> **Records for the exercise**
PR #1869, opened 2025-07-16
Only clone depth 1, even when checking out tags

yubiuser:
Builds upon https://github.com/pi-hole/docker-pi-hole/pull/1866.

Instead of cloning master with depth of 5 and checking out the lastest tag 'backwards' we now checkout the tag directly. To fool the version script we need to fake checkout 'master' branch. 

Saves 1 MB.

### DIFF
--- a/src/Dockerfile
+++ b/src/Dockerfile
@@ -65,15 +65,15 @@ ADD --chmod=0755 https://raw.githubusercontent.com/${PADD_FORK}/PADD/${PADD_BRAN
 # (we need to create a new "master" branch to avoid the "detached HEAD" state for the version check to work correctly)                                      
 
 RUN clone_repo() { \
-        REPO_FORK="$1"; \
-        REPO_NAME="$2"; \
+        FORK="$1"; \
+        REPO="$2"; \
         BRANCH="$3"; \
         DEST="$4"; \
         CLONE_BRANCH="$BRANCH"; \
         if [ "$BRANCH" = "master" ]; then \
-            CLONE_BRANCH=$(curl -s https://api.github.com/repos/${REPO_FORK}/${REPO_NAME}/releases/latest | jq -r .tag_name); \
+            CLONE_BRANCH=$(curl -s https://api.github.com/repos/${FORK}/${REPO}/releases/latest | jq -r .tag_name); \
         fi; \
-        git clone --branch "$CLONE_BRANCH" --single-branch --depth 1 "https://github.com/${REPO_FORK}/${REPO_NAME}.git" "$DEST"; \
+        git clone --branch "$CLONE_BRANCH" --single-branch --depth 1 "https://github.com/${FORK}/${REPO}.git" "$DEST"; \
         cd "$DEST"; \
         if [ "$BRANCH" = "master" ]; then git checkout -b master; fi; \
     }; \


src/Dockerfile
```diff
@@ -61,11 +61,22 @@ COPY crontab.txt /crontab.txt
...
-#if the branch is master we reset to the latest tag as sometimes the master branch contains meta changes that have not been tagged.                                        
-RUN git clone --depth 5 --single-branch --branch ${WEB_BRANCH} https://github.com/${WEB_FORK}/web.git /var/www/html/admin && \    
-    if [ "${WEB_BRANCH}" = "master" ]; then cd /var/www/html/admin && git reset --hard "$(git describe --tags --abbrev=0)"; fi && \
-    git clone --depth 5 --single-branch --branch ${CORE_BRANCH} https://github.com/${CORE_FORK}/pi-hole.git /etc/.pihole && \    
-    if [ "${CORE_BRANCH}" = "master" ]; then cd /etc/.pihole && git reset --hard "$(git describe --tags --abbrev=0)"; fi
+# if the branch is master we clone the latest as sometimes the master branch contains meta changes that have not been tagged
+# (we need to create a new "master" branch to avoid the "detached HEAD" state for the version check to work correctly)                                      
+RUN if [ "${WEB_BRANCH}" = "master" ]; then \
+        LATEST_TAG=$(git ls-remote --tags --sort="v:refname" https://github.com/${WEB_FORK}/web.git | tail -n1 | sed 's/.*\///; s/\^{}//') && \
```
rdwebdesign, line 67: We can avoid tags containing `{}` using [`--refs` option](https://git-scm.com/docs/git-ls-remote#Documentation/git-ls-remote.txt---refs):

```suggestion
        LATEST_TAG=$(git ls-remote --tags --refs --sort="v:refname" https://github.com/${WEB_FORK}/web.git | tail -n1 | sed 's/.*\///') && \
```

rdwebdesign: Or we could simply use Github API to return the tag from the latest release:

```suggestion
        LATEST_TAG=$(curl https://api.github.com/repos/${WEB_FORK}/web/releases/latest | jq -r .tag_name) && \
```

rdwebdesign (changes requested):

PromoFaux:
Actually... or to further reduce duplication:

```dockerfile
RUN clone_repo() { \
        REPO_FORK="$1"; \
        REPO_NAME="$2"; \
        BRANCH="$3"; \
        DEST="$4"; \
        CLONE_BRANCH="$BRANCH"; \
        if [ "$BRANCH" = "master" ]; then \
            CLONE_BRANCH=$(curl -s https://api.github.com/repos/${REPO_FORK}/${REPO_NAME}/releases/latest | jq -r .tag_name); \
        fi; \
        git clone --branch "$CLONE_BRANCH" --single-branch --depth 1 "https://github.com/${REPO_FORK}/${REPO_NAME}.git" "$DEST"; \
        cd "$DEST"; \
        if [ "$BRANCH" = "master" ]; then git checkout -b master; fi; \
    }; \
    clone_repo "${WEB_FORK}" "web" "${WEB_BRANCH}" "/var/www/html/admin"; \
    clone_repo "${CORE_FORK}" "pi-hole" "${CORE_BRANCH}" "/etc/.pihole"
```

rdwebdesign:
I like the last suggestion using a function.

> **Task requirements**
Reproduce the lines from the one containing "rdwebdesign: Or we" to the end of the entries, keeping both ends and adding nothing.

> **Solved exercise**
rdwebdesign: Or we could simply use Github API to return the tag from the latest release:

```suggestion
        LATEST_TAG=$(curl https://api.github.com/repos/${WEB_FORK}/web/releases/latest | jq -r .tag_name) && \
```

rdwebdesign (changes requested):

PromoFaux:
Actually... or to further reduce duplication:

```dockerfile
RUN clone_repo() { \
        REPO_FORK="$1"; \
        REPO_NAME="$2"; \
        BRANCH="$3"; \
        DEST="$4"; \
        CLONE_BRANCH="$BRANCH"; \
        if [ "$BRANCH" = "master" ]; then \
            CLONE_BRANCH=$(curl -s https://api.github.com/repos/${REPO_FORK}/${REPO_NAME}/releases/latest | jq -r .tag_name); \
        fi; \
        git clone --branch "$CLONE_BRANCH" --single-branch --depth 1 "https://github.com/${REPO_FORK}/${REPO_NAME}.git" "$DEST"; \
        cd "$DEST"; \
        if [ "$BRANCH" = "master" ]; then git checkout -b master; fi; \
    }; \
    clone_repo "${WEB_FORK}" "web" "${WEB_BRANCH}" "/var/www/html/admin"; \
    clone_repo "${CORE_FORK}" "pi-hole" "${CORE_BRANCH}" "/etc/.pihole"
```

rdwebdesign:
I like the last suggestion using a function.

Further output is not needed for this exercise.